総統は笑顔を崩さぬまま、さらにダコールに聞く。
「1つ聞きたいのだが……。
君が従前の地位を回復した場合、艦隊は新造艦で作り直すことになる。知ってのとおり、旗艦レオノーラ以外生還しなかったからね。
で、君はレオノーラに乗るのかい?
それとも、旗艦も新造して欲しいと言うのかな?」
「レオノーラは不沈艦ですから、これにあやかるのが当然でしょう」
「ということは、この紋様が描かれた艦に乗って、勝てると君は言うのだね?」
「はい」
ダコールの返事に、総統は再び声に出して笑った。
「もう1つだけ聞こう。
この紋様について、ディートハルト君が君に質問したら、君はどこまで答えたのかな?」
「すべて、です。
個人的感情以前に、小官は軍人ですから。
ただ、ディートハルト……、司令は、小官からの引き継ぎを不要とされたものですから」
ダコールが口ごもったのは、ディートハルトが総作戦司令権限を剥奪されたことを知っていたからだ。結果的に、肩書は濁した言い方でごまかすことになった。
「総統たる私の問いには答えないのに、かね?」
これはよくない。
ダコールは内心でさらに焦っていた。
総統の目は笑っていない。そして、すべてを知っている。
おそらくは、宇宙推進機関研究所から総統に情報が上がったのだ。
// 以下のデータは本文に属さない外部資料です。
PR #8989, opened 2025-01-24
Added a button to frame player to copy filename

klakhov:
### Motivation and context

Added a simple button to quickly copy frame name.

Resolved #7237

### Checklist

- [x] I submit my changes into the `develop` branch
- [x] I have created a changelog fragment 
- [x] I have updated the documentation accordingly
- ~~[ ] I have added tests to cover my changes~~
- [x] I have linked related issues (see [GitHub docs](
  https://help.github.com/en/github/managing-your-work-on-github/linking-a-pull-request-to-an-issue#linking-a-pull-request-to-an-issue-using-a-keyword))

### License

- [x] I submit _my code changes_ under the same [MIT License](
  https://github.com/cvat-ai/cvat/blob/develop/LICENSE) that covers the project.
  Feel free to contact the maintainers if that's a concern.

PR #9081, opened 2025-02-10
Test for button on frame player that copies the current frame's filename

archibald1418:
This checks that the frame filename displayed in the annotation view UI is copied to clipboard correctly
Regression test for #8989 

### How has this been tested?
Use the existing Main task to trigger UI events that change clipboard contents.
##### before the test suite
- Create main task
- Open main task job

##### before each test case
- Add a spy on the window's clipboard (has to be new every case)
_Note: Unlike mocks, spies call the real function to gain information on how this function was called_

#### Case 1: Check that frame filename can be copied to clipboard
- Scrape active filename
- Press on button, confirm that both filenames are equal

#### Case 2: Check clipboard after switching frames
- Switch to next frame
- Repeat actions from Case 1

### Checklist

### License


tests/cypress/e2e/actions_objects2/case_copy_frame_filename.js
```diff
@@ -0,0 +1,90 @@
...
+            .then((clipboard) => {
+                cy.spy(clipboard, 'writeText').as('copyTextToClipboard');
+            });
+    });
+    describe('Open job, trigger events that change clipboard content', () => {
+        function scrapeFrameFilename() {
+            return cy.get('.cvat-player-filename-wrapper').invoke('text');
+        }
+
+        function clipboard() {
```
klakhov, line 33: It's better to name this `copyToClipboard` since it not only retrieves the clipboard contents but also triggers the action by pressing the button.

tests/cypress/e2e/actions_objects2/case_copy_frame_filename.js
```diff
@@ -0,0 +1,90 @@
...
+        });
+
+        it('Check clipboard after switching frames', () => {
+            cy.goToNextFrame(1);
+            scrapeFrameFilename().then((fileName) => {
+                clipboard().should('equal', fileName);
+            });
+        });
+
+        it('Check clipboard after deleting frame, after Undo', () => {
```
klakhov, line 55: I'm not entirely sure if we need tests that mix copying and deleting, as these are separate functionalities. Deleting a frame shouldn't affect copying. If treated separately, we are essentially repeating the same operations as in the previous two tests: copy → change frame → copy again. Even if there were a potential intersection, it would be considered a regression and should be covered by a dedicated regression test. Since we haven't encountered such a regression, I suggest we remove these test cases for now.

archibald1418: Ok makes sense

tests/cypress/e2e/actions_objects2/case_copy_frame_filename.js
archibald1418: applying

klakhov (approved):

でなければ、総統がすべてを知っていることなどありえない。
内密で聞いたはずのことが、すべて漏れている。となれば、この紋様がワープ時に構成される、亜空間回廊の外側の位相を理論的に描いたものに類似しているということまで知られているのは間違いない。というより、類似していたからこそ、総統まで報告が上がったのだろう。
「当然です。
軍人同士が勝つために行う情報交換は、一国のトップの耳を汚しかねないものもあります。
確実で、ご報告できること、報告せねばならぬことを小官は報告いたします」
「そうか。
上手く逃げたね」
そう言って総統は再び笑った。
ダコールの下着の背は、冷や汗でじっとりと濡れている。ティーカップを持つ指は白く固着し、引き剥がさないことにはソーサーの上にカップを置くこともままならないほどだ。
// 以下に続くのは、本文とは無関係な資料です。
PR #9082, opened 2025-02-10
Refactor way of working with RQ meta

Marishka17:
### Motivation and context

This PR changes the way we work with RQ meta. The previous implementation tried to standardize the fields saved in the meta and how to access them, however, we had to remember the structure of nested objects. This approach explicitly defines the structure of the meta being used.
Extracted from https://github.com/cvat-ai/cvat/pull/9075
Partially depends on https://github.com/cvat-ai/cvat/pull/9077

### Checklist

### License


cvat/apps/engine/rq_job_handler.py
```diff
@@ -4,80 +4,301 @@
...
+from cvat.apps.engine.types import ExtendedRequest
+
 from .models import RequestAction, RequestSubresource, RequestTarget
 
+str_validator = attrs.validators.instance_of(str)
+int_validator = attrs.validators.instance_of(int)
+optional_str_validator = attrs.validators.optional(attrs.validators.instance_of(str))
+optional_int_validator = attrs.validators.optional(attrs.validators.instance_of(int))
+optional_bool_validator = attrs.validators.optional(attrs.validators.instance_of(bool))
+optional_float_validator = attrs.validators.optional(attrs.validators.instance_of(float))
```
SpecLad, line 28: These should probably be underscore-prefixed.

cvat/apps/engine/rq_job_handler.py
```diff
@@ -4,80 +4,301 @@
...
-    USER = 'user'
-    PROJECT_ID = 'project_id'
-    TASK_ID = 'task_id'
-    JOB_ID = 'job_id'
-    ORG_ID = 'org_id'
-    ORG_SLUG = 'org_slug'
-    STATUS = 'status'
-    PROGRESS = 'progress'
-    TASK_PROGRESS = 'task_progress'
+    REQUEST = "request"
```
SpecLad, line 260: Did you run this file through black? If so, could you delete it from the exceptions in `pyproject.toml`?

cvat/apps/engine/serializers.py
```diff
@@ -3545,17 +3557,23 @@ class RequestSerializer(serializers.Serializer):
...
 
+    def __init__(self, *args, **kwargs):
+        self._base_rq_job_meta: BaseRQMeta | None = None
+        super().__init__(*args, **kwargs)
+
     @extend_schema_field(UserIdentifiersSerializer())
     def get_owner(self, rq_job: RQJob) -> dict[str, Any]:
-        return UserIdentifiersSerializer(rq_job.meta[RQJobMetaField.USER]).data
+        assert self._base_rq_job_meta
+        return UserIdentifiersSerializer(self._base_rq_job_meta.user.to_dict()).data
```
SpecLad, line 3567: Seems like `to_dict` shouldn't be necessary here.

cvat/apps/engine/serializers.py
```diff
@@ -3573,29 +3591,28 @@ def get_expiry_date(self, rq_job: RQJob) -> Optional[str]:
...
         representation = super().to_representation(rq_job)
 
         # FUTURE-TODO: support such statuses on UI
         if representation["status"] in (RQJobStatus.DEFERRED, RQJobStatus.SCHEDULED):
             representation["status"] = RQJobStatus.QUEUED
 
-        if representation["status"] == RQJobStatus.FINISHED:
-            if result_url := rq_job.meta.get(RQJobMetaField.RESULT_URL):
-                representation["result_url"] = result_url
+        if  representation["status"] == RQJobStatus.FINISHED:
```
SpecLad, line 3613: I think you accidentally added a space here.

cvat/apps/engine/task.py
```diff
@@ -592,10 +594,13 @@ def _create_thread(
     slogger.glob.info("create task #{}".format(db_task.id))
 
     job = rq.get_current_job()
+    rq_job_meta = ImportRQMeta.from_job(job)
 
-    def _update_status(msg: str) -> None:
-        job.meta['status'] = msg
-        job.save_meta()
+    def _update_status(rq_job_meta: ImportRQMeta, msg: str) -> None:
```
SpecLad, line 599: Seems like you could do:

```suggestion
    def update_status(msg: str) -> None:
```

cvat/apps/engine/rq.py
```diff
@@ -0,0 +1,440 @@
...
+
+@attrs.define(kw_only=True)
+class RQMetaWithFailureInfo(AbstractRQMeta):
+    # mutable && optional fields
+    formatted_exception: str | None = attrs.field(
+        validator=[_optional_str_validator],
+        default=None,
+        on_setattr=on_setattr,
+    )
+    exc_type: type[Exception] | None = attrs.field(
```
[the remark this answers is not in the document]
Marishka17: I don't think so

cvat/apps/engine/rq.py
```diff
@@ -0,0 +1,440 @@
...
+    _job: RQJob | None = attrs.field(init=False, default=None)
+
+    def update_value(self, attribute: attrs.Attribute, value: Any):
+        self._job.meta[attribute.name] = value
+
+    def to_dict(self) -> dict:
+        return asdict(self, filter=lambda k, _: not k.name.startswith("_"))
+
+    @classmethod
+    def from_job(cls, rq_job: RQJob):
```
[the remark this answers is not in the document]
Marishka17: renamed to `for_job`

cvat/apps/engine/rq.py
```diff
@@ -0,0 +1,440 @@
...
+        keys_to_keep = [k.name for k in attrs.fields(cls) if not k.name.startswith("_")]
```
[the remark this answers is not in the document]
Marishka17: is no longer used

cvat/apps/engine/rq.py
```diff
@@ -0,0 +1,440 @@
...
+    def _get_resettable_fields() -> list[RQJobMetaField]:
+        """Return a list of fields that must be reset on retry"""
+
+    def reset_meta_on_retry(self) -> dict[RQJobMetaField, Any]:
+        resettable_fields = self._get_resettable_fields()
+
+        return {k: v for k, v in self._job.meta.items() if k not in resettable_fields}
+
+
+on_setattr = attrs.setters.pipe(attrs.setters.validate, AbstractRQMeta.update_value)
```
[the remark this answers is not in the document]
Marishka17: > but I don't think save is that useful anyway - it's just a one-line method.

I've changed the implementation a bit to support initialization from either a provided meta dictionary or an RQ job. I initially added the `save` method because, otherwise, it felt odd to construct a meta object for a job, modify some fields, and then update the data in Redis by calling a method from the original job. Like this:
```python
job = rq.get_current_job()
rq_job_meta = ImportRQMeta.for_job(job)
rq_job_meta.status = msg
job.save_meta()
```

cvat/apps/engine/rq.py
```diff
@@ -0,0 +1,527 @@
...
+
+class ImmutableRQMetaAttribute(_GettableRQMetaAttribute):
+    pass
+
+
+class MutableRQMetaAttribute(_GettableRQMetaAttribute, _SettableRQMetaAttribute):
+    pass
+
+
+class UserRQMetaAttribute(ImmutableRQMetaAttribute):
```
SpecLad, line 100: I don't think you're actually getting anything from the parent class here. This class could be reduced to:

```python
class UserRQMetaAttribute:
    def __get__(self, instance: WithMeta, objtype: type[WithMeta] | None = None):
        return UserMeta(instance.meta[RQJobMetaField.USER])
```

(In fact, I think it could even be replaced with a property in `BaseRQMeta`.)

cvat/apps/engine/rq.py
```diff
@@ -0,0 +1,527 @@
...
+    def __set__(self, instance: WithMeta, value: Any):
+        self.validate(value)
+        instance.meta[self._key] = value
+
+
+class ImmutableRQMetaAttribute(_GettableRQMetaAttribute):
+    pass
+
+
+class MutableRQMetaAttribute(_GettableRQMetaAttribute, _SettableRQMetaAttribute):
```
SpecLad, line 96: It doesn't seem like 5 classes are needed here. They could be combined into two - `ImmutableRQMetaAttribute` (merged `_AbstractRQMetaAttribute` and `_GettableRQMetaAttribute`), and `MutableRQMetaAttribute` (same as `_SettableRQMetaAttribute`, but inheriting from `ImmutableRQMetaAttribute`).

cvat/apps/engine/rq.py
```diff
@@ -0,0 +1,527 @@
...
+        RQJobMetaField.UserField.ID, validator=lambda x: isinstance(x, int)
+    )
+    username: str = ImmutableRQMetaAttribute(
+        RQJobMetaField.UserField.USERNAME, validator=lambda x: isinstance(x, str)
+    )
+    email: str = ImmutableRQMetaAttribute(
+        RQJobMetaField.UserField.EMAIL, validator=lambda x: isinstance(x, str)
+    )
+
+    def __init__(self, meta: dict[RQJobMetaField.UserField, Any]) -> None:
```
SpecLad, line 129: This type annotation is incorrect, because e.g. `UserField.ID` is not an instance of `UserField`.

cvat/apps/engine/rq.py
```diff
@@ -0,0 +1,527 @@
...
+        self._meta = meta
+
+    @property
+    def meta(self) -> dict[RQJobMetaField.UserField, Any]:
+        return self._meta
+
+    def to_dict(self):
+        return self.meta
```
SpecLad, line 137: Aren't these redundant?

cvat/apps/engine/rq.py
```diff
@@ -0,0 +1,527 @@
...
+    meta: dict[str, Any]
+
+
+class _AbstractRQMetaAttribute:
+    def __init__(
+        self, key: str, *, optional: bool = False, validator: Callable | None = None
+    ) -> None:
+        assert validator is None or callable(validator), "validator must be callable"
+        self._key = key
+        self._validator = validator
```
SpecLad, line 68: The `validator` parameter ought to be moved to `_SettableRQMetaAttribute`, since it doesn't do anything in an immutable attribute.

cvat/apps/engine/rq.py
```diff
@@ -0,0 +1,527 @@
...
+
+        return instance.meta[self._key]
+
+
+class _SettableRQMetaAttribute(_AbstractRQMetaAttribute):
+    def validate(self, value):
+        if value is None and not self._optional:
+            raise ValueError(f"{self._key} is required")
+        if value is not None and self._validator and not self._validator(value):
+            raise ValueError("Wrong type")
```
SpecLad, line 85: IMO, if the validator can only signal that the type is wrong, then you might as well replace the `validator` parameter with something like `expected_type`.

cvat/apps/engine/rq.py
```diff
@@ -0,0 +1,527 @@
...
+    @property
+    def meta(self) -> dict[RQJobMetaField, Any]:
+        return self._job.meta if self._job else self._meta
+
+    def to_dict(self):
+        return self.meta
+
+    @classmethod
+    def for_job(cls, job: RQJob):
+        return cls(job=job)
```
SpecLad, line 176:
```suggestion
        return cls(job=job, meta=job.meta)
```

This would simplify the rest of the class: no need for the `if` in `def meta`, no need for the `assert` in `__init__`.

cvat/apps/engine/rq.py
```diff
@@ -0,0 +1,527 @@
...
+
+        user = request.user
+
+        return cls.for_meta(
+            {
+                RQJobMetaField.USER: UserMeta(
+                    {
+                        RQJobMetaField.UserField.ID: user.id,
+                        RQJobMetaField.UserField.USERNAME: user.username,
+                        RQJobMetaField.UserField.EMAIL: getattr(user, "email", ""),
```
SpecLad, line 285: How could `email` be a missing attribute? Isn't it part of the `User` model?

cvat/apps/engine/rq.py
```diff
@@ -0,0 +1,527 @@
...
+                    }
+                ).to_dict(),
+                RQJobMetaField.REQUEST: RequestMeta(
+                    {
+                        RQJobMetaField.RequestField.UUID: request.uuid,
+                        RQJobMetaField.RequestField.TIMESTAMP: timezone.localtime(),
```
SpecLad, line 291: Why local time?

cvat/apps/engine/rq.py
```diff
@@ -0,0 +1,527 @@
...
+
+        oid = organization_id(db_obj)
+        oslug = organization_slug(db_obj)
+        pid = project_id(db_obj)
+        tid = task_id(db_obj)
+        jid = job_id(db_obj)
+
+        user = request.user
+
+        return cls.for_meta(
```
SpecLad, line 279: Isn't the class redundant here? You're creating a dictionary, wrapping it, then immediately unwrapping it.

cvat/apps/engine/rq.py
Marishka17: you are right, replaced with property

cvat/apps/engine/rq.py
Marishka17: I prefer to keep `validator`, changed exception message

cvat/apps/engine/rq.py
Marishka17: Hmm, because it was used previously when defining meta: https://github.com/cvat-ai/cvat/blame/4f3bc1007b0efb0836b1ac4bb6482887227205eb/cvat/apps/engine/utils.py#L259C18-L259C18
Fixed

cvat/apps/engine/rq.py
Marishka17: Okay, right now there is no reason to do so. In the previous implementation, I thought it would be better to check that the generated meta matches the expected structure.

cvat/apps/engine/rq.py
Marishka17: fixed

cvat/apps/engine/rq.py
SpecLad: Okay, works for me.

cvat/apps/engine/rq.py
Marishka17: Okay, I also think so, but I made this way because:
1. `ImmutableRQMetaAttribute` expects objects with a `meta` attribute and I would not prefer to use `obj.to_dict()[SomeField]`
2. in some places we need to have the "dict" representation of an user or request (`BaseRQMeta.for_job(rq_job).user.to_dict()`). In such cases, I also don't like calling `BaseRQMeta.for_job(rq_job).user.meta` because it is less informative.
So, I kept `to_dict` only for `UserMeta` and `RequestMeta`.

SpecLad: Okay, works for me.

ダコールは戦場の雄であるとしても、政治的駆け引きは話が別である。
「ヴィース大学の空間理論物理のライムンド教授がね、これを見てなんと言ったか知りたいかい?」
「ぜひ、お教えください」
「教えてもいいけれど、ダコール君は私になにか見返りをくれるのかな?」
「……総統に対する個人的忠誠を」
ようやくダコールはそう口に出す。
「そういうのは、ダコール君の故郷の娘、いやもう、女性と言ったほうが良いな。その女性が、未だに独身だという情報の見返りにして欲しいね」
これで、完全に陥落だった。
総統には、どうやっても敵わないとダコールは思い知らされた。
「改めて総統に忠誠を。
軍の再編に興味がお有りなのも存じ上げております。
そのために、小官をお使いください」
「まぁ、ディートハルト君が相手だったら、こんな話はしなかったよ。
では、ダコール君。君は敵の王をここに連れてこい。
それができたら、軍功この上ない。
君の栄達も、私の目的も、自動的に達成できようというものだ」
「了解いたしました」
さすがに総統は用心深く、ダコールにもそれ以外の答えようがない。
「一命に代えても、などと言わないところが良くわかっているね。君の一命は単なる一命ではなく、将兵の命の上の一命だからね。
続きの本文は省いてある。